About this exercise - Each line from the material with the word "options" in it must be copied.

Source records -
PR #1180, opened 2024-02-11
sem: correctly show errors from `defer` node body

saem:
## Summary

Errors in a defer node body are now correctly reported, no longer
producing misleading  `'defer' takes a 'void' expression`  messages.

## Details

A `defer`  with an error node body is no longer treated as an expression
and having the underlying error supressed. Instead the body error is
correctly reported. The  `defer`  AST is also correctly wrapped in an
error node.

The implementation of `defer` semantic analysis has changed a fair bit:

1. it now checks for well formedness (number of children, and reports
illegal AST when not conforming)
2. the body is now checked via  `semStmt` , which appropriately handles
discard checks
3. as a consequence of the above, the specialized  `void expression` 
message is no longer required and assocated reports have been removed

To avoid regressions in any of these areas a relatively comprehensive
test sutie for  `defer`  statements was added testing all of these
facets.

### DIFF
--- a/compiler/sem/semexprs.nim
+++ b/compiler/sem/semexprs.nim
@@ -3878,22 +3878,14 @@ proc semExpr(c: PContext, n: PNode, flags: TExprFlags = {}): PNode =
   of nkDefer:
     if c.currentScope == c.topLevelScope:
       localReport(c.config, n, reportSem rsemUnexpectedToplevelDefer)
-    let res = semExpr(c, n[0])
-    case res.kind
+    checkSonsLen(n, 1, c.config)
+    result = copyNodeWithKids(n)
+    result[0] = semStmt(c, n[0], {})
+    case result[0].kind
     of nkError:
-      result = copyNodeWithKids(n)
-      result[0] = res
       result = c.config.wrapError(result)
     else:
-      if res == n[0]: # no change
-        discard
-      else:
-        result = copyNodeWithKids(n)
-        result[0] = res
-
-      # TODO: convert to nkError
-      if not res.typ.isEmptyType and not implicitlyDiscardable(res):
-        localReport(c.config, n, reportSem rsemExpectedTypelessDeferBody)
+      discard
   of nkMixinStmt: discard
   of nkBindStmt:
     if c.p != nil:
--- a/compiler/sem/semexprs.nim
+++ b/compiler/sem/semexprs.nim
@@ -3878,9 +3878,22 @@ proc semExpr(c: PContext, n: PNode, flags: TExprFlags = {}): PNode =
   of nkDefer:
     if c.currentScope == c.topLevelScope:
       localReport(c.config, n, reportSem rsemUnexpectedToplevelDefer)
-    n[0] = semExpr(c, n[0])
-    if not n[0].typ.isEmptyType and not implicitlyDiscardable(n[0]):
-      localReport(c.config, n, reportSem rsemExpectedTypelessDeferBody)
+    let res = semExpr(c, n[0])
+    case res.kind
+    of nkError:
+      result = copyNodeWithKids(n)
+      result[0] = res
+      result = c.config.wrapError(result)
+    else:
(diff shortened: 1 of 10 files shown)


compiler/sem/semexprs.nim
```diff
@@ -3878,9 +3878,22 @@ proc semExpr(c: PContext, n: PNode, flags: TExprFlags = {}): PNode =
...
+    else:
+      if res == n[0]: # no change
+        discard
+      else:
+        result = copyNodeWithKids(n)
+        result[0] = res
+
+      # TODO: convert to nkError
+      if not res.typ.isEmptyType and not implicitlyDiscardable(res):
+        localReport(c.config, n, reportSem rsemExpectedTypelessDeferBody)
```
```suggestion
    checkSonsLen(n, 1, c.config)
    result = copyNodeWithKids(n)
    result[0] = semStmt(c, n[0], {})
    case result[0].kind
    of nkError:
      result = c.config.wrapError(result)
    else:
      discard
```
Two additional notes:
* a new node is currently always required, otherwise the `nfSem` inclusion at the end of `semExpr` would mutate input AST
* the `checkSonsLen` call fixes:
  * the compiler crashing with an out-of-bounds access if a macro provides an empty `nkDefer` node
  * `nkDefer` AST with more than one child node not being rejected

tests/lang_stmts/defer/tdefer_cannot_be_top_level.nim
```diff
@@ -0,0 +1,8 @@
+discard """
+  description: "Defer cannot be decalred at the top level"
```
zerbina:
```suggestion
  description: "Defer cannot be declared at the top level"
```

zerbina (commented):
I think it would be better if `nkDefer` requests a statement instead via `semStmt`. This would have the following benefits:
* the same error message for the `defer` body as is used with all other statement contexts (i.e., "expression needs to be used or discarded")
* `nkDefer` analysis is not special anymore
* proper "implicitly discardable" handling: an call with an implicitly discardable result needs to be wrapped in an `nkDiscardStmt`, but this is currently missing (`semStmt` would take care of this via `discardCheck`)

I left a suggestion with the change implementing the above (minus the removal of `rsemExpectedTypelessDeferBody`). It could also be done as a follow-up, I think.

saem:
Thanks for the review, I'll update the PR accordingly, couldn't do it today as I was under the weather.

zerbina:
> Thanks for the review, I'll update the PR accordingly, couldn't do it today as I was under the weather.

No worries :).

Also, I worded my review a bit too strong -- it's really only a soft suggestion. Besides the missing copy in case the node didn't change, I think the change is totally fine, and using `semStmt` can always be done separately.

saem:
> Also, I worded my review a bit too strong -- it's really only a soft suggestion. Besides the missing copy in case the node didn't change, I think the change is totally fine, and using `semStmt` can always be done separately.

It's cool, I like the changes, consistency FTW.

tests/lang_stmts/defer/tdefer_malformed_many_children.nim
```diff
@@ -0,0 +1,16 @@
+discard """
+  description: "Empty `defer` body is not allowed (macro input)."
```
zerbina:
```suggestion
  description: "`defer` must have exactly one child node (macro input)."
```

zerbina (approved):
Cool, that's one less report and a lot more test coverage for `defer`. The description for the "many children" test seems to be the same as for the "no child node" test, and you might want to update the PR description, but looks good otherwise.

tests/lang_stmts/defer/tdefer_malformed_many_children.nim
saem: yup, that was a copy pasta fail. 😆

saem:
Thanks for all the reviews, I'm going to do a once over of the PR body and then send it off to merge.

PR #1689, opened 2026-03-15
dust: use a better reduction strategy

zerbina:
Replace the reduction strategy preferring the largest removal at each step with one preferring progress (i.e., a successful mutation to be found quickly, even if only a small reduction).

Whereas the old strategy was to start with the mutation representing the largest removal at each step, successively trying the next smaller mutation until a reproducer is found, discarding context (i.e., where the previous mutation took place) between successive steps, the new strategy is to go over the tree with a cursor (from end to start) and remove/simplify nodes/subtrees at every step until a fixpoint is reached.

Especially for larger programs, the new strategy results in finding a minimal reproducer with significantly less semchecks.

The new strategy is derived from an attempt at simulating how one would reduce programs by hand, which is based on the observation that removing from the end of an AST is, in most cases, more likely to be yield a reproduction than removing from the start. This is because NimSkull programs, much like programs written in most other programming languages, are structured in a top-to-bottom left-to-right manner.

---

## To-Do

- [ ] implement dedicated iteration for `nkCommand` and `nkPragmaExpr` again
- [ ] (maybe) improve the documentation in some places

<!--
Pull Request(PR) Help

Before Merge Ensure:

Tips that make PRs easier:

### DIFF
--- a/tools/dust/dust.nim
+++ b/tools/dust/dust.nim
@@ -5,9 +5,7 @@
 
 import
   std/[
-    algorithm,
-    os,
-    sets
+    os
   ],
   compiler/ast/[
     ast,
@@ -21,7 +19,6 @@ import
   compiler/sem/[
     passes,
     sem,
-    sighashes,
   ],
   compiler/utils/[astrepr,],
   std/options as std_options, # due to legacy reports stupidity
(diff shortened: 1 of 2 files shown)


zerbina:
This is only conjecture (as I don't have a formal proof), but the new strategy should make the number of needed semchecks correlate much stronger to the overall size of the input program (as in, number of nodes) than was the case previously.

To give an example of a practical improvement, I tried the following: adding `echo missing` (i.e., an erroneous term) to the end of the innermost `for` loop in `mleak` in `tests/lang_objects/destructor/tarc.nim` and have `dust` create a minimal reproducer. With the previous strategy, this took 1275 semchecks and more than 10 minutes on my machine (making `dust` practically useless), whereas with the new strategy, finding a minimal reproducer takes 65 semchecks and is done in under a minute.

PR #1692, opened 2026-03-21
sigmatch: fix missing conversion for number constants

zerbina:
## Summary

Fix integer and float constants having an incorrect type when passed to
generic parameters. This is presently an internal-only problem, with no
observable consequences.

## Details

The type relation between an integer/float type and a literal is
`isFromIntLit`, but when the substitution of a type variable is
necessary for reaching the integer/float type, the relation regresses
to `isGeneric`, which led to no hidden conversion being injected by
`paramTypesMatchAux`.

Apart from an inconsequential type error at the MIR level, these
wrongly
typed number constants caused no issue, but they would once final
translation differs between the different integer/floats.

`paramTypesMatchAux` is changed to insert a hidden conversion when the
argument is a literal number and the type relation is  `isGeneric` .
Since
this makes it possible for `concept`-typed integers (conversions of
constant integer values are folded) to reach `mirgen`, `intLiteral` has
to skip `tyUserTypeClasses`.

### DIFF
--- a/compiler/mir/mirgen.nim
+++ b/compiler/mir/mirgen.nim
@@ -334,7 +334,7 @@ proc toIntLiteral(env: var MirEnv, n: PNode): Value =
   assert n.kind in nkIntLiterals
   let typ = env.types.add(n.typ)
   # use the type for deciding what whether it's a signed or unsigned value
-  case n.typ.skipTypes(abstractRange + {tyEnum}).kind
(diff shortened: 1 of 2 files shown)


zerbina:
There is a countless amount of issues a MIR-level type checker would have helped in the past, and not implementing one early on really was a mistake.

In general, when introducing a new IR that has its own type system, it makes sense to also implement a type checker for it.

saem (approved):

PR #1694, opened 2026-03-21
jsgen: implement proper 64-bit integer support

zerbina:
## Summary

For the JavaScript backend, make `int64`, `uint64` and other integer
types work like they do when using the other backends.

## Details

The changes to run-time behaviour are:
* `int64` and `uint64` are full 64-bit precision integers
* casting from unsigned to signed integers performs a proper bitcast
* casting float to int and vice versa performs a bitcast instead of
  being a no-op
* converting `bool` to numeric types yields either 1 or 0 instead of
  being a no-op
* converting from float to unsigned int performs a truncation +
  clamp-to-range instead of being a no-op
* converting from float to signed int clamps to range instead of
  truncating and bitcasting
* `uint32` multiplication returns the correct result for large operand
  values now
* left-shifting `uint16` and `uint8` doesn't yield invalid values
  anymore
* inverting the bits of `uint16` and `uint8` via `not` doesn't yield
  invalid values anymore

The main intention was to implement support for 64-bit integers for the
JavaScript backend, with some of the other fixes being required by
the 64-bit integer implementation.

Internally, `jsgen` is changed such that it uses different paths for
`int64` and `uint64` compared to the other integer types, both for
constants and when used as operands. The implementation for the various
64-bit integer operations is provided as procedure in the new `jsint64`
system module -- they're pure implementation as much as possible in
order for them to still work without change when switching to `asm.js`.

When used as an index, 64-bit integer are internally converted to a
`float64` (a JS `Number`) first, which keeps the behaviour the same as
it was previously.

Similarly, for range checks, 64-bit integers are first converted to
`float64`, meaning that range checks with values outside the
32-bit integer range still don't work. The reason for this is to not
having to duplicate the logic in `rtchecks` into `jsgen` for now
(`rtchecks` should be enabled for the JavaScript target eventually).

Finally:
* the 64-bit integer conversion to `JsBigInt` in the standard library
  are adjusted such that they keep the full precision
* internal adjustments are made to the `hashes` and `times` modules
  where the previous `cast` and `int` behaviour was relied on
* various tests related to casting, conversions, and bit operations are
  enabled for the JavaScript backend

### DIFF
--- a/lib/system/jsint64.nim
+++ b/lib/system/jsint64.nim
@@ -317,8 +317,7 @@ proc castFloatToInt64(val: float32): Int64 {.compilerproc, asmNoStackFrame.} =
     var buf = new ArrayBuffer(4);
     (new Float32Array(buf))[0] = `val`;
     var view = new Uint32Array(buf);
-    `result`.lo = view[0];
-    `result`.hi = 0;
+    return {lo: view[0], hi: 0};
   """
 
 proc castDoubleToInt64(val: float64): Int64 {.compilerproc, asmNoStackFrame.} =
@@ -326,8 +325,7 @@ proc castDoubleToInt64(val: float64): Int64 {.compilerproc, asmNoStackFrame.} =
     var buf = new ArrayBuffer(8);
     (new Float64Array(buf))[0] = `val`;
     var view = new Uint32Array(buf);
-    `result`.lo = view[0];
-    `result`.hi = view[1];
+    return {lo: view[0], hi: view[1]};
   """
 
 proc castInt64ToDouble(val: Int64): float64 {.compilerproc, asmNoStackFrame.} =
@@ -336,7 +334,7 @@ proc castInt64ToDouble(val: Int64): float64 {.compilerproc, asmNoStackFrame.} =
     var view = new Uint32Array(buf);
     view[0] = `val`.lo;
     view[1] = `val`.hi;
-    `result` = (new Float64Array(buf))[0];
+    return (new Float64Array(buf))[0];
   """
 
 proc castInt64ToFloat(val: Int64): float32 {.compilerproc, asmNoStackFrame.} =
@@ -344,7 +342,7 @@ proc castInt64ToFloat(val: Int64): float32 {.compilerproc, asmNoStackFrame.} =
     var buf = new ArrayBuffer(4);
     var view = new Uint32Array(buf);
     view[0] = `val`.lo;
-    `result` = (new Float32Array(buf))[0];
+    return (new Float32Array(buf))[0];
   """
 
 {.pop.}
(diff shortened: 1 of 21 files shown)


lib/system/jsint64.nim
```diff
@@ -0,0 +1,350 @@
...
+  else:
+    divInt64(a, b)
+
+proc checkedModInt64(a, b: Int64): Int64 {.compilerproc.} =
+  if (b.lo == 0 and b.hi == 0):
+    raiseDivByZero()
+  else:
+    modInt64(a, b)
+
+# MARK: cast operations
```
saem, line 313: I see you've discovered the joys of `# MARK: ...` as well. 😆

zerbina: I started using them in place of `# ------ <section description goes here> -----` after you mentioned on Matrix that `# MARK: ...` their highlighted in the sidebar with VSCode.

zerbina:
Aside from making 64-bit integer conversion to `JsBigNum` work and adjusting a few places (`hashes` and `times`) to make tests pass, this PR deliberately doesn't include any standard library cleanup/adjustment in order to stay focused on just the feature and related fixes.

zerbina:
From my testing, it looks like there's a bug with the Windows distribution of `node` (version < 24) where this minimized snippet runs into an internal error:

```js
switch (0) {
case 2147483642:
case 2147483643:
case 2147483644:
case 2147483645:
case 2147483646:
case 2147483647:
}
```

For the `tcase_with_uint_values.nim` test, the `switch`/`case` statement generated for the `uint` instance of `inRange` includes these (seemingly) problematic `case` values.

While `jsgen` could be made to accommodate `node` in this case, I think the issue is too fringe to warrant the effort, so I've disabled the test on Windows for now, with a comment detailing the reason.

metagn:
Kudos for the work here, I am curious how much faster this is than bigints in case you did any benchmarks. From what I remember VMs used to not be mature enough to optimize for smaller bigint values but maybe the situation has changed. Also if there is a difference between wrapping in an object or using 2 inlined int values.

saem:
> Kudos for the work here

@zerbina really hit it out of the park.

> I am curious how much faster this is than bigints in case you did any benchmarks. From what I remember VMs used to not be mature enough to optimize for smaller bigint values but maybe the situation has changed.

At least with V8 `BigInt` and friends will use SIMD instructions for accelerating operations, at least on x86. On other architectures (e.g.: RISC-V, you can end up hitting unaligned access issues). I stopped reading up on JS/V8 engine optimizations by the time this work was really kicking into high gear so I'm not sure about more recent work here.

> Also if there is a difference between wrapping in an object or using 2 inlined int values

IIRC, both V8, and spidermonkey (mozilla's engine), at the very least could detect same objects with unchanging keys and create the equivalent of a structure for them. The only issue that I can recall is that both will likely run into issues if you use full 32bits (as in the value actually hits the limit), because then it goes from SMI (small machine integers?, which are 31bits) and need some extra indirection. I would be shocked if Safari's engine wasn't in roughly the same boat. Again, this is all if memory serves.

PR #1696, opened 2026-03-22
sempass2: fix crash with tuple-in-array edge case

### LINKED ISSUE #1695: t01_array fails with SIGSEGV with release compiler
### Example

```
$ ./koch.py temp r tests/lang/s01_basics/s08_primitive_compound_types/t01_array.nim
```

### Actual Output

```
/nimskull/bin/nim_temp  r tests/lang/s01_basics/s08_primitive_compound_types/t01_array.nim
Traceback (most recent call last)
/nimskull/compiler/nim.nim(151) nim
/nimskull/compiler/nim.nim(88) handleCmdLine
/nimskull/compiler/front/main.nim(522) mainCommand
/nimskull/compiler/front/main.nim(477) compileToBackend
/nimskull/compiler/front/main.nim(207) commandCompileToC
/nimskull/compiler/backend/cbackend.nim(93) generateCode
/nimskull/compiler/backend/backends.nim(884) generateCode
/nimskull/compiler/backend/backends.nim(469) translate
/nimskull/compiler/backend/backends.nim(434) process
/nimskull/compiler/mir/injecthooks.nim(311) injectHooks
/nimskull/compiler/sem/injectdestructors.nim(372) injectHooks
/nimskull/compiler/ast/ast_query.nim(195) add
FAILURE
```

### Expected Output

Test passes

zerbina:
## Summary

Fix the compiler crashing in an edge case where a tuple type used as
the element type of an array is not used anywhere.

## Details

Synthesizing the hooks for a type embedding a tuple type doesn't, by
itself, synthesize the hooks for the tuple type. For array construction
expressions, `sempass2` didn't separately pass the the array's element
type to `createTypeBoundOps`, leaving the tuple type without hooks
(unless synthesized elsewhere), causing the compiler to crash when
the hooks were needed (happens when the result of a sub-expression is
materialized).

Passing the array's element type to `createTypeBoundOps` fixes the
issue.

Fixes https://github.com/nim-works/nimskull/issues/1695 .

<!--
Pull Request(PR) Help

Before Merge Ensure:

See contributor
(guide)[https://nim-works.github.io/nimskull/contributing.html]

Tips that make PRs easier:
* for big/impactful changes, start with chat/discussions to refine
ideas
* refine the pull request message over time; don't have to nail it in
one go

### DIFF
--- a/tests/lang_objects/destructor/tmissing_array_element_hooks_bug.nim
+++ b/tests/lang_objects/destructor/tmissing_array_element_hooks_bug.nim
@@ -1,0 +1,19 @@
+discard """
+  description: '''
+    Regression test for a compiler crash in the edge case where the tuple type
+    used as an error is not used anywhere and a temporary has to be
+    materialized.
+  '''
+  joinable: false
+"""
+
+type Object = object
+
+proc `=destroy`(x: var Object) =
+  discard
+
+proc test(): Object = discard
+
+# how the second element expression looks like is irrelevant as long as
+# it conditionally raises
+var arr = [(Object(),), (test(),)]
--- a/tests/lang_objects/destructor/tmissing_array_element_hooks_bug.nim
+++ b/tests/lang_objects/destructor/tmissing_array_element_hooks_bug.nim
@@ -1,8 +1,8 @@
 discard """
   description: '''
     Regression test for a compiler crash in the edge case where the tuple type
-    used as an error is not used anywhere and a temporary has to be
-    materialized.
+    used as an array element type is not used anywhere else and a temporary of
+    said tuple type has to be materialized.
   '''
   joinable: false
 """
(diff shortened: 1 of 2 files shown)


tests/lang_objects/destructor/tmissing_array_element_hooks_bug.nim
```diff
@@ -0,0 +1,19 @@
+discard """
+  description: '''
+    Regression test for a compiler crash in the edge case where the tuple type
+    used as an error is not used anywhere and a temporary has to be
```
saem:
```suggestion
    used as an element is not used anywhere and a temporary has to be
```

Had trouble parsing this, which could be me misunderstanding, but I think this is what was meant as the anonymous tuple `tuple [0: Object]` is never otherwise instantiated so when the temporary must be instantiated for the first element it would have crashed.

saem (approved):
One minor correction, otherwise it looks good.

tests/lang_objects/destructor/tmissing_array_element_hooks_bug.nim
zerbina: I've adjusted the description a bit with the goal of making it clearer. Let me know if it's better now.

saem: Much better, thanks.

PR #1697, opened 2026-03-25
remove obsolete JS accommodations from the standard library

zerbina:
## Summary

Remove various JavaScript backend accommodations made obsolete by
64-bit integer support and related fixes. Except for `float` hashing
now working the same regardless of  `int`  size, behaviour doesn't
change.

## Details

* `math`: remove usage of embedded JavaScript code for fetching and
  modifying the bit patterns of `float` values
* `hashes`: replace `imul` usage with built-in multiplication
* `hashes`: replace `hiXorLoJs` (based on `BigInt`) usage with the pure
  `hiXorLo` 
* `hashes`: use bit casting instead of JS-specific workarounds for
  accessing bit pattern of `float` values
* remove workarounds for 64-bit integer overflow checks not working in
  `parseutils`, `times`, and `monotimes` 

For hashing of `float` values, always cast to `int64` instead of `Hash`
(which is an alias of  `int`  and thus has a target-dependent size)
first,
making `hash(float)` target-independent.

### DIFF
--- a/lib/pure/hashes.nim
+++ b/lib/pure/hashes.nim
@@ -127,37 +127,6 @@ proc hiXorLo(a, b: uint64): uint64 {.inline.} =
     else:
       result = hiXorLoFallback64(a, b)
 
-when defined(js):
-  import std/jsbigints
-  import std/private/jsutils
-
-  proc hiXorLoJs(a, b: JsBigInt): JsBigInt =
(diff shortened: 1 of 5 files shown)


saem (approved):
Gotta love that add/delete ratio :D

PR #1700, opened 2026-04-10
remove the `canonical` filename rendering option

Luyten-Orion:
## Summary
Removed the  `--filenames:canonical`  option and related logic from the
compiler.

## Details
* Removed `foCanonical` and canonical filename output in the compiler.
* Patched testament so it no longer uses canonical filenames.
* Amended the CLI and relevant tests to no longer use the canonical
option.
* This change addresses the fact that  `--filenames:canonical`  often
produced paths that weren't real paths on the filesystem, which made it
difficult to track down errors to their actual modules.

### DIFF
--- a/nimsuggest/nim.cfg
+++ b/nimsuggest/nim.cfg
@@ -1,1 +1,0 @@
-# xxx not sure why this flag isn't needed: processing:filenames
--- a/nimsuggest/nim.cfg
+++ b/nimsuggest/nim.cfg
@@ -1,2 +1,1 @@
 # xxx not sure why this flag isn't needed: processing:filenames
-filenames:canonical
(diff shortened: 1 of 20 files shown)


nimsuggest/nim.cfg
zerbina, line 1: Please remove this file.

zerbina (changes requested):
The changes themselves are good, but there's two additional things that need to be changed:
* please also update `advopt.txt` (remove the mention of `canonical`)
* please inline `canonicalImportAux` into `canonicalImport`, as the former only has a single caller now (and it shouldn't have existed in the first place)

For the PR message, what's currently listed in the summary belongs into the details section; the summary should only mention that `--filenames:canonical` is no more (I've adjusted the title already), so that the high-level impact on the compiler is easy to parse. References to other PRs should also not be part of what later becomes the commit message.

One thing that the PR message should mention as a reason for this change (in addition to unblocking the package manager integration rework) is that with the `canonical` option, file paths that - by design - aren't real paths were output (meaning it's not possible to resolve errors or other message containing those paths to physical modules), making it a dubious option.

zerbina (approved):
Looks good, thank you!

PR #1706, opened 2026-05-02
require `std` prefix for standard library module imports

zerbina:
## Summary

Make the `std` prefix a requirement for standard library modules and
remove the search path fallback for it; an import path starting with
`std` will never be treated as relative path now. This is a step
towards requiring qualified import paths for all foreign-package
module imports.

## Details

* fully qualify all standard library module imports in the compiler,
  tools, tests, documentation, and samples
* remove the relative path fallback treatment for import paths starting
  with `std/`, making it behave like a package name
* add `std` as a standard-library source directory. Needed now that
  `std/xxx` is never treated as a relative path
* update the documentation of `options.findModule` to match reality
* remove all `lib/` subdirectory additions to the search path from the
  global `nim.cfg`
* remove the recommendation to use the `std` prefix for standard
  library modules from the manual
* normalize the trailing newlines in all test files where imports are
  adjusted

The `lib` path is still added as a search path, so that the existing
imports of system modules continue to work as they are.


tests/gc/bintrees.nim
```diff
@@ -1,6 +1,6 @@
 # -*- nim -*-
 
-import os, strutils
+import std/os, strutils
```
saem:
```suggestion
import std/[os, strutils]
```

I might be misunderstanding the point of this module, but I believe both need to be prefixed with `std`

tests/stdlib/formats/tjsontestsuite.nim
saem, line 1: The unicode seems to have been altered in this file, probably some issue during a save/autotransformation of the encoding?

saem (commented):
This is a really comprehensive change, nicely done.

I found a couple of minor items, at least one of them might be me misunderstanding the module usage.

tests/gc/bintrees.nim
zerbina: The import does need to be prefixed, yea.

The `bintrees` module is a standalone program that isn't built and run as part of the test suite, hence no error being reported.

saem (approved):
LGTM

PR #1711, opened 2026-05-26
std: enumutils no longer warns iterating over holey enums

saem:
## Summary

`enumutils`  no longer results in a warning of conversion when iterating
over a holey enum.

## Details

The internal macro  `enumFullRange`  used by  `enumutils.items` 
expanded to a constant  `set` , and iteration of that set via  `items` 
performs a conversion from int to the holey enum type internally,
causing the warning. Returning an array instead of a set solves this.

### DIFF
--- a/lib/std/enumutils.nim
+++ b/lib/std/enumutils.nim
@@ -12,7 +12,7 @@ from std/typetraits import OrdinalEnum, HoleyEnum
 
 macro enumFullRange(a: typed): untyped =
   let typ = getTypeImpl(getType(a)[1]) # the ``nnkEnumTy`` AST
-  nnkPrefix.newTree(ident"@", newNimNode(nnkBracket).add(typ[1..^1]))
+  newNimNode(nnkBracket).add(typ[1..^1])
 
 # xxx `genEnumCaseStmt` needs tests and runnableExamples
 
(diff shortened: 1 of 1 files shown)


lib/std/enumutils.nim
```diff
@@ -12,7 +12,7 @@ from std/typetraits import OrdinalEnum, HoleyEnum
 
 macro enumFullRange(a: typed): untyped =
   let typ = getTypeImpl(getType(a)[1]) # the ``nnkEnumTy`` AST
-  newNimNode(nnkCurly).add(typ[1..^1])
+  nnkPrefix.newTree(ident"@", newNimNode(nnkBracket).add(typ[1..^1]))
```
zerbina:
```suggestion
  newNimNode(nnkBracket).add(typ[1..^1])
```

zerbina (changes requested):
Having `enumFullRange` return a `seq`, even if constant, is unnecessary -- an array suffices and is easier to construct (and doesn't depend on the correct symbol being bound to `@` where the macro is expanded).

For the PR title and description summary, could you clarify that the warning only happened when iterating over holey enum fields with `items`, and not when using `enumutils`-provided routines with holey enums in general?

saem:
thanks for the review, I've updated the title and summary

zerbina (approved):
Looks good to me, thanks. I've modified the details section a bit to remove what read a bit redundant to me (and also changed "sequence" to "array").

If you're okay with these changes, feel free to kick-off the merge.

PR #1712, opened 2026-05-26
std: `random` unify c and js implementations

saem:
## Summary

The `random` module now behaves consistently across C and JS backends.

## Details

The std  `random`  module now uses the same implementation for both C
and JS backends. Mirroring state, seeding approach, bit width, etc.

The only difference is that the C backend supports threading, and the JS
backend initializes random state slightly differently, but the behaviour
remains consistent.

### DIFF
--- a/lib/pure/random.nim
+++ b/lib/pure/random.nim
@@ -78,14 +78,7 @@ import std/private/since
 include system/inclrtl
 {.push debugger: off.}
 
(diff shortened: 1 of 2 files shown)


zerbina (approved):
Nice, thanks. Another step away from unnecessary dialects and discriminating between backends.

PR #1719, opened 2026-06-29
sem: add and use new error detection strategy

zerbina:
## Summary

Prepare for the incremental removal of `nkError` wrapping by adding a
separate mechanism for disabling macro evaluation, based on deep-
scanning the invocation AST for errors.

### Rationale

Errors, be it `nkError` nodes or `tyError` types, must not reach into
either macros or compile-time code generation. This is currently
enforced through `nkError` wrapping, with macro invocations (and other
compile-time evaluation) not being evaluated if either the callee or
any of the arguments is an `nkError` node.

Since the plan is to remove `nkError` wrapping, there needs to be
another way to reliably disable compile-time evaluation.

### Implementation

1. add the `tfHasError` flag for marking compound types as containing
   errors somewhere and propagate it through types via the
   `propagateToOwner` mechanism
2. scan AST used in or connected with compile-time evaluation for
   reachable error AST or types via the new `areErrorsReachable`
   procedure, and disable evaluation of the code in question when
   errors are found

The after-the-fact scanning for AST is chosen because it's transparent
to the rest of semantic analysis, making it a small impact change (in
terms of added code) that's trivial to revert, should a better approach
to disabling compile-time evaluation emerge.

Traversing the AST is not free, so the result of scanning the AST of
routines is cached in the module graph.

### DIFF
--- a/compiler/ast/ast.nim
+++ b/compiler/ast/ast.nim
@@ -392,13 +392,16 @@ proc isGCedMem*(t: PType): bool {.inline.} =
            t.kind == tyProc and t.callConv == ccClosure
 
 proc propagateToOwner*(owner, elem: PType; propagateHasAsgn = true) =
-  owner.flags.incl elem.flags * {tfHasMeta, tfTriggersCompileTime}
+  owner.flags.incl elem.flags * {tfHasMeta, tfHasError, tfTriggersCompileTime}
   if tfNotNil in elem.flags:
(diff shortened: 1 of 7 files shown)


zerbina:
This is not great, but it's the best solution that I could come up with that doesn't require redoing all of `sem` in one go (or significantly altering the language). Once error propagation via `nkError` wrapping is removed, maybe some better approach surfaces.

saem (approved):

Answer area -
   std/options as std_options, # due to legacy reports stupidity
* update the documentation of `options.findModule` to match reality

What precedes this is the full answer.